Logos significa insieme ragione e parola - una ragione che è creatrice e
capace di comunicarsi ma, appunto, come ragione. Giovanni con ciò ci ha
donato la parola conclusiva sul concetto biblico di Dio, la parola in cui
tutte le vie spesso faticose e tortuose della fede biblica raggiungono la
loro meta, trovano la loro sintesi. In principio era il logos, e il logos
è Dio, ci dice l'evangelista. L'incontro tra il messaggio biblico e il pensiero
greco non era un semplice caso. La visione di san Paolo, davanti al quale
si erano chiuse le vie dell'Asia e che, in sogno, vide un Macedone e sentì
la sua supplica: «Passa in Macedonia e aiutaci!» (cfr At 16,6-10) - questa
visione può essere interpretata come una «condensazione» della necessità
intrinseca di un avvicinamento tra la fede biblica e l'interrogarsi greco.
In realtà, questo avvicinamento ormai era avviato da molto tempo. Già il
nome misterioso di Dio dal roveto ardente, che distacca questo Dio dall'insieme
delle divinità con molteplici nomi affermando soltanto il suo essere, è,
nei confronti del mito, una contestazione con la quale sta in intima analogia
il tentativo di Socrate di vincere e superare il mito stesso.

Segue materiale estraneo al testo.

Issue #71, opened 2016-02-21
Ignore test-requirements.txt in py.test


SanketDG:
`test-requirements.txt` gets picked up by `py.test` because of the `test-` prefix. This should be avoided.

sils1297:
cool, can be ignored in setup.cfg , a happy newcomer can do this ;)

PR #134, opened 2016-03-01
setup.cfg: Ignore file test-requirements.txt

mr-karan:
`test-requirements.txt` has been added to addopts --ignore flag which ensures
it doesn't get picked up when using `py.test`

Fixes https://github.com/coala-analyzer/coala-bears/issues/71

Sorry for opening a new PR, the old one had a dirty commit history and I no longer had that copy of the repo. Closing the previous one.

### DIFF
--- a/setup.cfg
+++ b/setup.cfg
@@ -9,7 +9,7 @@ python_files = *Test.py
 python_classes = *Test
 python_functions = *_test
 timeout = 35
-addopts = --color=yes
+addopts = --color=yes --ignore=test-requirements.txt
 env =
     PYTHONHASHSEED=0
 # PYTHONHASHSEED=0 is required to use same hashes in pytests-xdist's workers


setup.cfg
```diff
@@ -9,7 +9,7 @@ python_files = *Test.py
 python_classes = *Test
 python_functions = *_test
 timeout = 35
-addopts = --color=yes
+addopts = --color=yes --ignore=test-requirements.txt
```
abhsag24: shouldn't this ignore statement be above for clarity ?

abhsag24: and are you sure this how we ignore files?

AbdealiJK: I was wondering the same. But I can't find any other method of doing it :o
Can you ?

mr-karan: According to [this](http://stackoverflow.com/questions/11117062/how-to-tell-py-test-to-skip-certain-directories) we can use [`norecursedirs`](http://pytest.org/latest/customize.html#confval-norecursedirs)

SanketDG: Yup this is the only way I think.

mr-karan: `norecursedirs` only works for directories and not a single file. So, even I think this is the only possible solution

abhsag24: hmm, so in any case can we move the statement where `python_files` are? or at least in its own line?, it looks confusing right now.

AbdealiJK:
I think it's fine ... I can't think of a better way of doing it, and it's a minor change

AbdealiJK:
ack  25ab965

AbdealiJK:
Rebase needed though

sils1297:
reack 39549ed

sils1297:
@rultor merge

PR #159, opened 2016-03-05
requirements: Update coala version

abhsag24:
Previous coala versions didn't have coalang files
packaged into them, and also had some problems with the keys
version 0.4.2.dev20160304094246 has all that fixed and that is also
required by the upcoming IndentationBear


sils1297:
@rultor merge

Issue #157, opened 2016-03-05
dart sdk - use the cache


AbdealiJK:
We cache the dart sdk folder, but we keep reinstalling it without checking if it's installed already in circleci.

Adrianzatreanu:
i feel guilty

Adrianzatreanu:
ill try working on this, even though i remember i tried doing all these and it failed miserably, but ill try again now :)

Adrianzatreanu:
Hm how exactly are we to check if its already installed?
Check if it exists at that path already?

AbdealiJK:
Just do `dartlint -v` ? or `dart -v` ? and see if the exitcode is 0 or not

Adrianzatreanu:
well for some reason it would have a != 0 exit code even if the command existed, so i tried a different approach. what do you think?

PR #166, opened 2016-03-05
deps.sh: Don't download dart-sdk if it exists

Adrianzatreanu:
Downloads and installs dart-sdk only if it doesn't exist already.

Fixes https://github.com/coala-analyzer/coala-bears/issues/157

### DIFF
--- a/.ci/deps.sh
+++ b/.ci/deps.sh
@@ -55,8 +55,10 @@ done
 python setup.py --help
 
 # Dart Lint commands
-wget -nc -O ~/dart-sdk.zip https://storage.googleapis.com/dart-archive/channels/stable/release/1.14.2/sdk/dartsdk-linux-x64-release.zip
-unzip -n ~/dart-sdk.zip -d ~/
+if ! dartanalyzer -v &> /dev/null ; then
+  wget -nc -O ~/dart-sdk.zip https://storage.googleapis.com/dart-archive/channels/stable/release/1.14.2/sdk/dartsdk-linux-x64-release.zip
+  unzip -n ~/dart-sdk.zip -d ~/
+fi
 
 # Julia commands
 julia -e "Pkg.add(\"Lint\")"


.ci/deps.sh
```diff
@@ -55,8 +55,10 @@ done
 python setup.py --help
 
 # Dart Lint commands
-wget -nc -O ~/dart-sdk.zip https://storage.googleapis.com/dart-archive/channels/stable/release/1.14.2/sdk/dartsdk-linux-x64-release.zip
-unzip -n ~/dart-sdk.zip -d ~/
+if [ ! -d "~/dart-sdk/" ] && [ ! -d "~/dart-sdk/bin" ]; then
```
AbdealiJK: Would it not be better to do `if ! dartlint -v ; then` as it will also check if the dartlint is installed correctly ?

Adrianzatreanu: https://github.com/coala-analyzer/coala-bears/issues/157#issuecomment-192712860

Adrianzatreanu: ah well i made it work now nvm

Adrianzatreanu: however, i think it would have a conflict with that? echo 'export PATH=$PATH:~/dart-sdk/bin' >> ~/.circlerc

AbdealiJK: I don't follow. This command runs after the export right ?

Adrianzatreanu: I dont know the order. You sure export runs first and then the download?

AbdealiJK: yep (Notice that the export is in the `pre` section in the config file

Adrianzatreanu:
ok, do you like this now :) ?

AbdealiJK:
ack 50cca07

Adrianzatreanu:
@rultor merge

jayvdb:
This didnt work at all.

Il processo
iniziato presso il roveto raggiunge, all'interno dell'Antico Testamento,
una nuova maturità durante l'esilio, dove il Dio d'Israele, ora privo della
Terra e del culto, si annuncia come il Dio del cielo e della terra, presentandosi
con una semplice formula che prolunga la parola del roveto: «Io sono». Con
questa nuova conoscenza di Dio va di pari passo una specie di illuminismo,
che si esprime in modo drastico nella derisione delle divinità che sono
soltanto opera delle mani dell'uomo (cfr Sal 115). Così, nonostante tutta
la durezza del disaccordo con i sovrani ellenistici, che volevano ottenere
con la forza l'adeguamento allo stile di vita greco e al loro culto idolatrico,
la fede biblica, durante l'epoca ellenistica, andava interiormente incontro
alla parte migliore del pensiero greco, fino ad un contatto vicendevole
che si è poi realizzato specialmente nella tarda letteratura sapienziale.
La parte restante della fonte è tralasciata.